Data entries:
PR #1257, opened 2022-03-17
Feature/colorspinor default

maddyscientist:
This is a significant PR which consists of foundational changes, cleanup and improved testing:
* Introduce null constructor, move constructor and move assignment operator to `ColorSpinorField` class.   The long-term goal here is to enable the complete removal of heap storage of `ColorSpinorField`.
* Adapted both `LatticeField` and `ColorSpinorField` to be more amenable to move assignment, replacing C-style arrays with `array` objects, and `char *` with `std::string`.
* Added new `lat_dim_t` type, to be used for specifying n-dimensional quantities (replaces C-style array with a moveable object)
* Introduce `array_2d` and `array_3d` objects, which are nested `array` types
* Introduced a new interface for the multi-blas kernels, instead of `std::vector<ColorSpinorField*>` we now use `std::vector<std::reference_wrapper<ColorSpinorField>>`.  A compatibility layer using `std::vector<ColorSpinorField*>` remains for now, until the heap -> stack solver cleanup is universal.
* Significant cleanup of many solvers, and other functions, enabled by both null constructor and move assignment (I have intentionally not rewritten all solvers in an attempt to narrow the scope of this PR).  Clean up can be done on a more narrow basis in follow up work.
* Introduced new method `Solver::get_residual()` for obtaining the residual from a solve, and deployed this in multigrid, removing the need for the hack that overwrote the source vector.
* Introduced `logQuda` which allows for more concise verbosity guarded printing.
* Introduced automated testing of the solvers for all Wilson-type fermions, for both symmetric and asymmetric preconditioning if appropriate.  Focus here is on traditional Krylov solvers (CG, CGNR, CCGNE, CA-CG, CA-CGNR, CA-CGNE, GCR, CA-GCR, MR multi-shift CG).  Testing for Schwarz and multigrid is out of scope of this PR.
* Multiple bug fixes uncovered from a results of this much broader testing coverage.

PR #1278, opened 2022-05-19
Fixing location of fields

sbacchio:
In the current version of develop the `multigrid_benchmark_tests` is not running.
These changes fix this.

### DIFF
--- a/tests/multigrid_benchmark_test.cpp
+++ b/tests/multigrid_benchmark_test.cpp
@@ -74,6 +74,7 @@ void initFields(QudaPrecision prec)
   param.create = QUDA_ZERO_FIELD_CREATE;
   param.setPrecision(prec);
   param.fieldOrder = QUDA_FLOAT2_FIELD_ORDER;
+  param.location = QUDA_CUDA_FIELD_LOCATION;
 
   xD = std::make_unique<ColorSpinorField>(param);
   yD = std::make_unique<ColorSpinorField>(param);
@@ -99,6 +100,7 @@ void initFields(QudaPrecision prec)
   gParam.nFace = 1;
 
   gParam.geometry = QUDA_COARSE_GEOMETRY;
+  gParam.location = QUDA_CPU_FIELD_LOCATION;
   Y_h = new cpuGaugeField(gParam);
   Yhat_h = new cpuGaugeField(gParam);
 
@@ -121,6 +123,7 @@ void initFields(QudaPrecision prec)
   gParam.pad = gParam.nFace * pad * 2;
 
   gParam.setPrecision(prec_sloppy);
+  gParam.location = QUDA_CUDA_FIELD_LOCATION;
 
   Y_d = new cudaGaugeField(gParam);
   Yhat_d = new cudaGaugeField(gParam);


maddyscientist (approved):
Thanks for the fix @sbacchio

kostrzewa:
I haven't gotten around to submitting an issue yet but I've observed issues with field locations when calling the gradient flow routines from tmLQCD. Around the time that the GF stuff was merged, there was a lot of movement in `develop` and it's very hard to cherry-pick. I'll try to submit an issue as I think the situation is similar to what was observed here.

maddyscientist:
@kostrzewa  Issues you are seeing are likely stemming from #1257, which made a change requiring that we specify the location explicitly when creating gauge fields, as opposed to inferring the location from it being a `cpuGaugefield` or `cudaGaugeField`.  This was a precursor to a soon-to-be-written PR that will unify these fields into just being `GaugeField` as has already been done for the quark and clover fields.  I thought I caught all of the potential issues, but as evidenced by this PR and your continued issues, clearly I did not. 😞 

If you tell me the algorithms and/or kernels you are running, that may be enough for me to isolate the issue.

■ **What is being asked**
The lines in the entries above that carry the word "both" must be copied.

■ **Solution to the problem**
* Adapted both `LatticeField` and `ColorSpinorField` to be more amenable to move assignment, replacing C-style arrays with `array` objects, and `char *` with `std::string`.
* Significant cleanup of many solvers, and other functions, enabled by both null constructor and move assignment (I have intentionally not rewritten all solvers in an attempt to narrow the scope of this PR).  Clean up can be done on a more narrow basis in follow up work.
* Introduced automated testing of the solvers for all Wilson-type fermions, for both symmetric and asymmetric preconditioning if appropriate.  Focus here is on traditional Krylov solvers (CG, CGNR, CCGNE, CA-CG, CA-CGNR, CA-CGNE, GCR, CA-GCR, MR multi-shift CG).  Testing for Schwarz and multigrid is out of scope of this PR.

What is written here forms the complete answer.